Collected data
◇ ◇ ◇ ◇ ◇ ◇ ◇
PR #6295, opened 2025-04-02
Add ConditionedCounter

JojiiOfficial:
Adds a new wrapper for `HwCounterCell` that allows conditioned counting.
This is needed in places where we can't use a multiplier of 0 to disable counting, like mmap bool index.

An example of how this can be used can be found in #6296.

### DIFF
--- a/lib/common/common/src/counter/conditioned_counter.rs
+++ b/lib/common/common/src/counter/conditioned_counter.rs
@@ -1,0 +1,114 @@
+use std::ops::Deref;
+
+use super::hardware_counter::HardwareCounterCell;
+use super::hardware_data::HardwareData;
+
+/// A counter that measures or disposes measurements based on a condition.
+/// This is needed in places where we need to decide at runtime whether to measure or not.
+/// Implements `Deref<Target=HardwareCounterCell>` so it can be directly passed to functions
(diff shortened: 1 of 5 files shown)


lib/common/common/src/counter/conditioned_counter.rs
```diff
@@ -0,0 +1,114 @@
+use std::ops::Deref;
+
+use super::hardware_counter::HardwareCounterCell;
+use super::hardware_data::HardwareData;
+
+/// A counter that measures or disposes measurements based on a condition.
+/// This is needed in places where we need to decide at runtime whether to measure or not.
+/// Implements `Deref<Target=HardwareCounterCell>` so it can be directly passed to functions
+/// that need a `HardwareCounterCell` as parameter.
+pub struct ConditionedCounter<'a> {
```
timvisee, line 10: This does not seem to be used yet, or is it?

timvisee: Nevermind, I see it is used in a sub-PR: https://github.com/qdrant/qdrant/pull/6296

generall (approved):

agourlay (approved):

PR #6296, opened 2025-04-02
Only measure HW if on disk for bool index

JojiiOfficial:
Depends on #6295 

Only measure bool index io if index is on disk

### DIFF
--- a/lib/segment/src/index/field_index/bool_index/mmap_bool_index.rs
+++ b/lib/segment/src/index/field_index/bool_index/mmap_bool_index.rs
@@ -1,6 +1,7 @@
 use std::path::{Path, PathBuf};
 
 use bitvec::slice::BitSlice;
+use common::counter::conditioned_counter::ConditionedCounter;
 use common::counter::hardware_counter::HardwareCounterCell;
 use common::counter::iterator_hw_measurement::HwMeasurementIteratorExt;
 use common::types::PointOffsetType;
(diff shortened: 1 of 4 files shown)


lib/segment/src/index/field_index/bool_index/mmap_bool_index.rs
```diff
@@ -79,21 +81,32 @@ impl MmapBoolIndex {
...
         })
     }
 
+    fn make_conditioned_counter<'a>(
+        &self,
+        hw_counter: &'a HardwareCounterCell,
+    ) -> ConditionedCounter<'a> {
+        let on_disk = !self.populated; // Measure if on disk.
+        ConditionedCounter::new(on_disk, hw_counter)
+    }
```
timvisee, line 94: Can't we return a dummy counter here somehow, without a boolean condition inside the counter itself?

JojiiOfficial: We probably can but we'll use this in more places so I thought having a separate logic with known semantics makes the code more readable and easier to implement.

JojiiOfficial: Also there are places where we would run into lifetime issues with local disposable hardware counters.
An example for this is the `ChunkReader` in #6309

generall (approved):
◇ ◇ ◇ ◇ ◇ ◇ ◇
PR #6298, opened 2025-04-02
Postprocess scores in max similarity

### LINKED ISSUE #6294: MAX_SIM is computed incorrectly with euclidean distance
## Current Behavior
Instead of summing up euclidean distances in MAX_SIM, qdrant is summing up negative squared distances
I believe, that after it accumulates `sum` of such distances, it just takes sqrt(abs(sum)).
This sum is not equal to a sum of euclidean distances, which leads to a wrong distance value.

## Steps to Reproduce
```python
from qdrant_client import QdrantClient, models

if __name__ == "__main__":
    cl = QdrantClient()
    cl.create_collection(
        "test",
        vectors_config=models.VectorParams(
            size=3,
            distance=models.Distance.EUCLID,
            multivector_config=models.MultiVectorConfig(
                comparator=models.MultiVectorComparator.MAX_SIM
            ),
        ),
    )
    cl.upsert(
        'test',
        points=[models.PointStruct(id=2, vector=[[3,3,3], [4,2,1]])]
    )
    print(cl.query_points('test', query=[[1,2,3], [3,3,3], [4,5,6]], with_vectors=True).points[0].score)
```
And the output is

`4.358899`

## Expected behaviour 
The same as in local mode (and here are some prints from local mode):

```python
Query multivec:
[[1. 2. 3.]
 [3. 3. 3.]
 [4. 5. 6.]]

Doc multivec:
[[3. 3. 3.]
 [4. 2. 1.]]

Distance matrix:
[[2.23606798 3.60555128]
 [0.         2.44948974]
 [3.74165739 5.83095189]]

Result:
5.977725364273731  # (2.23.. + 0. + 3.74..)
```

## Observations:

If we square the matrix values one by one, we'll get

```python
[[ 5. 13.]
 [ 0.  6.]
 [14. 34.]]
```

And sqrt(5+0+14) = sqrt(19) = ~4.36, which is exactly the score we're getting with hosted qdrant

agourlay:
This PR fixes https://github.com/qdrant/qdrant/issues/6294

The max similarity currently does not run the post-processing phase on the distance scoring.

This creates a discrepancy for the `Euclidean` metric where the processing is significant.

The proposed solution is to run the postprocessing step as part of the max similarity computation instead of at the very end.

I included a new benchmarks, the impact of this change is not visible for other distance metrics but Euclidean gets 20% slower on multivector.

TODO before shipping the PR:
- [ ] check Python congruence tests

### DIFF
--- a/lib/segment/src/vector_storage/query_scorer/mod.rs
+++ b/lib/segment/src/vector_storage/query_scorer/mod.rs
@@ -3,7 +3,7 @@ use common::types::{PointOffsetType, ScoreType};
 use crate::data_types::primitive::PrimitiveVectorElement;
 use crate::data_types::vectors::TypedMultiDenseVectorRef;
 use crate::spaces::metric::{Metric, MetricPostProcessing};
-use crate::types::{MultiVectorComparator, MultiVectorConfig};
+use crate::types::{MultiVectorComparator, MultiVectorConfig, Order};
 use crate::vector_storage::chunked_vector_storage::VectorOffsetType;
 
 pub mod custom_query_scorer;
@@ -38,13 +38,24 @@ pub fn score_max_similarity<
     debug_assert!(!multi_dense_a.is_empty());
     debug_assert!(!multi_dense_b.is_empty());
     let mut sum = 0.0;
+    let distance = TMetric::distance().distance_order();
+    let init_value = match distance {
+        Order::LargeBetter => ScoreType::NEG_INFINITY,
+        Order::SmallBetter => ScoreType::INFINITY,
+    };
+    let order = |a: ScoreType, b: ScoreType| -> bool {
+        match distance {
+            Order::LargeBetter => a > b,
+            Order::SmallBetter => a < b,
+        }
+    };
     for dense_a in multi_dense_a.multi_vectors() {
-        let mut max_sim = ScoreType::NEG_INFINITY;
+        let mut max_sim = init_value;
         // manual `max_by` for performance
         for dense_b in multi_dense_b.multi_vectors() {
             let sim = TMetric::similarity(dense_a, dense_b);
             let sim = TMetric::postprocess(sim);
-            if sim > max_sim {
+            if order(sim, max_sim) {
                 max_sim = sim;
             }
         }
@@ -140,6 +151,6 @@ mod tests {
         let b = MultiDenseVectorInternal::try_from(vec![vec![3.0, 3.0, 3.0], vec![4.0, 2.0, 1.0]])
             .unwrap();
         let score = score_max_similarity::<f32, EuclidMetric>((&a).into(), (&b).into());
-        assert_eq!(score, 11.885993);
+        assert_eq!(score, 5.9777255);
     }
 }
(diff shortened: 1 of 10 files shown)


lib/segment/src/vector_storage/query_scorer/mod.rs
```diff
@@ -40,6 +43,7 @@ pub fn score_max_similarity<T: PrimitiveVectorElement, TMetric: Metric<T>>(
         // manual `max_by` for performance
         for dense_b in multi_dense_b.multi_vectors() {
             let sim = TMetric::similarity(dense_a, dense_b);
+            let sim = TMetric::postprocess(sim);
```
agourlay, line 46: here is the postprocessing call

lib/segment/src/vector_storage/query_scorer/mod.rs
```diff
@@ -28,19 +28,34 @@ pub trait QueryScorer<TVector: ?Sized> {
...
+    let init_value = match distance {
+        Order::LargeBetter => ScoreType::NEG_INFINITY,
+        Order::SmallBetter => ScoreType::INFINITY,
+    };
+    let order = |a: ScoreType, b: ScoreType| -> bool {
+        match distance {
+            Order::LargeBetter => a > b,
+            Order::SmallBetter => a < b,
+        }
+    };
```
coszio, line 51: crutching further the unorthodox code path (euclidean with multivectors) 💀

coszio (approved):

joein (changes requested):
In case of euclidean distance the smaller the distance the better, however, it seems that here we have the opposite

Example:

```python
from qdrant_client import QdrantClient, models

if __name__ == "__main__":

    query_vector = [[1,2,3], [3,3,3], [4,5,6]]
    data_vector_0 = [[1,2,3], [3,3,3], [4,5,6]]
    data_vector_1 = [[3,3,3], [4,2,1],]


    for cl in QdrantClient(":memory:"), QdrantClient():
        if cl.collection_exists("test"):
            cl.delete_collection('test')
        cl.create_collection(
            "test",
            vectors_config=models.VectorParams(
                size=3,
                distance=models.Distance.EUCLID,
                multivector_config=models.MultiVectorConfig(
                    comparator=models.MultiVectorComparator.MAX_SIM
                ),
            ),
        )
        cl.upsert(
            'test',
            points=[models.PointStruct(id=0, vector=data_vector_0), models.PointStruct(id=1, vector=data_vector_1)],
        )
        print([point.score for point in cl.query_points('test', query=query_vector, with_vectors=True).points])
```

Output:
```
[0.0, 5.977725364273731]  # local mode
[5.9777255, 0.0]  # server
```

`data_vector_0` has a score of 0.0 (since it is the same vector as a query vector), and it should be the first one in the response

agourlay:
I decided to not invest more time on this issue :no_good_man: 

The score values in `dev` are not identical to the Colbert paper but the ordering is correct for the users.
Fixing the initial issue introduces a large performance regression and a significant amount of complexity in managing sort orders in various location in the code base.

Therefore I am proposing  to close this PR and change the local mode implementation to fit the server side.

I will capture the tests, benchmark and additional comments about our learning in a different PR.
◇ ◇ ◇ ◇ ◇ ◇ ◇
*WHAT IS EXPECTED*: Filter the entries down to the lines with the word "where" in them, and copy those lines.

*ANSWER SECTION*:
This is needed in places where we can't use a multiplier of 0 to disable counting, like mmap bool index.
+/// This is needed in places where we need to decide at runtime whether to measure or not.
+/// This is needed in places where we need to decide at runtime whether to measure or not.
JojiiOfficial: Also there are places where we would run into lifetime issues with local disposable hardware counters.
This creates a discrepancy for the `Euclidean` metric where the processing is significant.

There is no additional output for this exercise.